Exercise —
Word for word, transcribe all the entries shown below.

Provided records —
***

PR #2284, opened 2025-05-27
Move scan helpers, reorganize, add comments

danhoeflinger:
This PR adds does not intend to make any changes to the code.  

It merely moves the reduce_then_scan helper structures to their own header, `include/oneapi/dpl/pstl/hetero/dpcpp/parallel_backend_sycl_scan_helpers.h`, reorganizes them, and adds some comments.

I'd prefer not to re-litigate contents of individual helper functions in this review, but if we notice bugs we can create issues and/or fix them in their own PR.

The interesting bits to review are probably the includes, and placement.


danhoeflinger:
We could instead move these to the existing reduce_then_scan header.  That header is already quite large, and I like the idea of separating them organizationally, but I'm open to other opinions here.

SergeyKopienko:
> We could instead move these to the existing reduce_then_scan header. That header is already quite large, and I like the idea of separating them organizationally, but I'm open to other opinions here.

For example, we have `parallel_backend_sycl_merge.h` with some functional for `merge`.
Does it make sense to extract `reduce & scan` functional from `parallel_backend_sycl.h` into new separate file too?

PR #2288, opened 2025-05-30
Using the same created `dpcpp` policy instance in tests V2

SergeyKopienko:
In this PR we fix `sycl::queue` instance used in `default_dpcpp_policy`.

The previous definition of `TestUtils::default_dpcpp_policy` in the tests isn't quite correct because it doesn't used `async_handler` [wrapper](https://github.com/uxlfoundation/oneDPL/blob/b061b7a751e1af59439e69c2900001399a699568/test/support/utils_sycl.h#L69) and not process possible exceptions like in `get_test_queue()` [function](https://github.com/uxlfoundation/oneDPL/blob/b061b7a751e1af59439e69c2900001399a699568/test/support/utils_sycl.h#L114), where we catch all  `sycl::exception` and then log it and exit from test process.

This is alternative approach for https://github.com/uxlfoundation/oneDPL/pull/2282 proposed by @MikeDvorskiy

### DIFF
--- a/test/support/utils_sycl.h
+++ b/test/support/utils_sycl.h
@@ -81,6 +81,22 @@ auto async_handler = [](sycl::exception_list ex_list) {
     }
 };
 
+#if ONEDPL_FPGA_DEVICE
+inline auto default_selector =
+#    if ONEDPL_FPGA_EMULATOR
+        sycl::ext::intel::fpga_emulator_selector_v;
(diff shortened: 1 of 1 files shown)


MikeDvorskiy (approved):
LGTM

danhoeflinger (approved):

***

Response —
PR #2284, opened 2025-05-27
Move scan helpers, reorganize, add comments

danhoeflinger:
This PR adds does not intend to make any changes to the code.  

It merely moves the reduce_then_scan helper structures to their own header, `include/oneapi/dpl/pstl/hetero/dpcpp/parallel_backend_sycl_scan_helpers.h`, reorganizes them, and adds some comments.

I'd prefer not to re-litigate contents of individual helper functions in this review, but if we notice bugs we can create issues and/or fix them in their own PR.

The interesting bits to review are probably the includes, and placement.


danhoeflinger:
We could instead move these to the existing reduce_then_scan header.  That header is already quite large, and I like the idea of separating them organizationally, but I'm open to other opinions here.

SergeyKopienko:
> We could instead move these to the existing reduce_then_scan header. That header is already quite large, and I like the idea of separating them organizationally, but I'm open to other opinions here.

For example, we have `parallel_backend_sycl_merge.h` with some functional for `merge`.
Does it make sense to extract `reduce & scan` functional from `parallel_backend_sycl.h` into new separate file too?

PR #2288, opened 2025-05-30
Using the same created `dpcpp` policy instance in tests V2

SergeyKopienko:
In this PR we fix `sycl::queue` instance used in `default_dpcpp_policy`.

The previous definition of `TestUtils::default_dpcpp_policy` in the tests isn't quite correct because it doesn't used `async_handler` [wrapper](https://github.com/uxlfoundation/oneDPL/blob/b061b7a751e1af59439e69c2900001399a699568/test/support/utils_sycl.h#L69) and not process possible exceptions like in `get_test_queue()` [function](https://github.com/uxlfoundation/oneDPL/blob/b061b7a751e1af59439e69c2900001399a699568/test/support/utils_sycl.h#L114), where we catch all  `sycl::exception` and then log it and exit from test process.

This is alternative approach for https://github.com/uxlfoundation/oneDPL/pull/2282 proposed by @MikeDvorskiy

### DIFF
--- a/test/support/utils_sycl.h
+++ b/test/support/utils_sycl.h
@@ -81,6 +81,22 @@ auto async_handler = [](sycl::exception_list ex_list) {
     }
 };
 
+#if ONEDPL_FPGA_DEVICE
+inline auto default_selector =
+#    if ONEDPL_FPGA_EMULATOR
+        sycl::ext::intel::fpga_emulator_selector_v;
(diff shortened: 1 of 1 files shown)


MikeDvorskiy (approved):
LGTM

danhoeflinger (approved):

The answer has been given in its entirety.